Each chapter begins with a chapter table of contents. The first figure carries a sketch of the application used as the example problem in the chapter. Section 1 of each chapter is an introduction to the chapter, which discusses the example application, the general subject matter of the chapter, special features, and solution approaches. The objectives of the chapter are presented, and the organization of the chapter is illustrated pictorially. Each chapter ends with a summary section, which presents a list of recommendations, dos and don'ts, and a list of what you should be able to do after studying the chapter. This list is actually an itemization of what the student should have learned from the chapter. It serves as a list of objectives, a study guide, and a review guide for the chapter.
Chapter 0, Introduction, has been added to give a thorough introduction to the book and to present several fundamental concepts of relevance to the entire book.
Chapters 1 to 6, which comprise Part I, Basic Tools of Numerical Analysis, have been expanded to include more approaches for solving problems. Discussions of pitfalls of selected algorithms have been added where appropriate. Part I is suitable for second-semester sophomores or first-semester juniors through beginning graduate students.

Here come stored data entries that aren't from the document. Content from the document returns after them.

PR #9253, opened 2020-12-12
Update venetian.xml to 7.9.2

conky77:


donho:
@conky77 

donho:
@conky77 
With no reply from you, I'll merge your PR as its current state. 
If there's further modification for updating Venetian localization will wait for the next release (about 1 month later).

Issue #9240, opened 2020-12-09
Possible layout issue with the workspace toolbar


eljefe7000:
### Description of the Issue
Not sure if this is a bug or by design, but the workspace toolbar appears to be hard-configured with an RTL layout, which causes any icons you want to use to also be rendered in RTL format.  In the first screenshot, you can see an icon I created using the NPP "New File" icon as a base.  Note that the upper right corner is folded:
![image](https://user-images.githubusercontent.com/10099377/101658535-1cfc0480-3a13-11eb-943c-a237f7fc0eaa.png)

If I add the icon to the toolbar, it is rendered with the upper left corner folded:
![image](https://user-images.githubusercontent.com/10099377/101658992-91cf3e80-3a13-11eb-981f-4a0ae7a1fc39.png)

Again, this could be by design, but I wanted to point it out just in case.

### Steps to Reproduce the Issue
1. Create an icon whose left and right sides are non-symmetrical.
2. Add the icon to the workspace toolbar in code.
3. Run the code and open a workspace.

### Expected Behavior
The icon should be rendered exactly as it was designed.

### Actual Behavior
The icon is rendered in RTL format.

### Debug Information
Notepad++ v7.9.1   (64-bit)
Build time : Dec  8 2020 - 22:21:25
Path : C:\Users\jdsmith\source\repos\notepad-plus-plus\PowerEditor\visual.net\x64\Unicode Debug\Notepad++.exe
Admin mode : OFF
Local Conf mode : OFF
OS Name : Windows 10 Pro (64-bit) 
OS Version : 1909
OS Build : 18363.1198
Current ANSI codepage : 1252
Plugins : RestApiToText.dll

donho:
I see your point. However, all the icons on Folder as Workspace are symmetric, and I don't see the possibility to add new icons in the feature.

eljefe7000:
@donho , The reason I brought it up is that I was looking at another request - [9166: Change order of items in 'Folder as workspace'](https://github.com/notepad-plus-plus/notepad-plus-plus/issues/9166).  The request asks for menu items or buttons to move files up and down in the tree view.  I can make symmetric icons (up an down arrow) to satisfy the request.

donho:
The goal of using RTL layout is make "Locate current file" near the current file in edit zone. If this rule is respected, I have no problem to remove this property.

PR #9257, opened 2020-12-12
9240 workspace toolbar layout issue

eljefe7000:
This fix is for issue [9240: Possible layout issue with the workspace toolbar](https://github.com/notepad-plus-plus/notepad-plus-plus/issues/9240).  The toolbar layout style was set to WS_EX_LAYOUTRTL (Right to left mirroring), which meant the toolbar would render its button icons in RTL mirroring order also.  The result was that any non-symmetric icon would look "backwards" from the way it was designed.  Set the style to WS_EX_LEFT, which is the default.


donho:
What we need is have toolbar buttons on the right, so your PR doesn't reach my goal.

Issue #9166, opened 2020-11-16
Change order of items in 'Folder as workspace'


nelisse:
### Change order of items in 'Folder as workspace'
It would be useful to change the ordering of the items in 'Folder as workspace'.
E.g. add an up and down button, to move the selected item up/down in the list

### Steps to Reproduce the Issue
1. Currently not available

donho:
After checking the difficulty for implementing of this feature, this feature won't be implemented.

PR #9261, opened 2020-12-13
Issue 9166 change order of items in workspace folder

eljefe7000:
This pull request is for [Issue 9166: Change order of items in 'Folder as workspace'](https://github.com/notepad-plus-plus/notepad-plus-plus/issues/9166).  Added two new menu items, two new buttons and bitmap files, and code to move a file up or down in the workspace treeview.


donho:
@eljefe7000 
Your implementation works perfectly, however it's not complete - such feature is interesting ONLY IF the altered position can be crossed sessions. That means A LOT OF information will be memorized for this feature.

That's why I rejected this FR - change tree item's position means recording every item's position in tree, not only it's not trivial, but also it could bring some performance issue.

Chapters 7 and 8, which comprise Part II, Ordinary Differential Equations, have been rewritten to get to the methods for solving problems more quickly, with less emphasis on theory. A new section presenting extrapolation methods has been added in Chapter 7. All of the material has been rewritten to flow more smoothly with less repetition and less theoretical background. Part II is suitable for juniors through graduate students.
Chapters 9 to 15 of the first edition, which comprised Part III, Partial Differential Equations, has been shortened considerably to only four chapters in the present edition. Chapter 9 introduces elliptic partial differential equations. Chapter 10 introduces parabolic partial differential equations, and Chapter 11 introduces hyperbolic partial differential equations. These three chapters are a major condensation of the material in Part III of the first edition. The material has been revised to flow more smoothly with less emphasis on theoretical background. A new chapter, Chapter 12, The Finite Element Method, has been added to present an introduction to that important method of solving differential equations.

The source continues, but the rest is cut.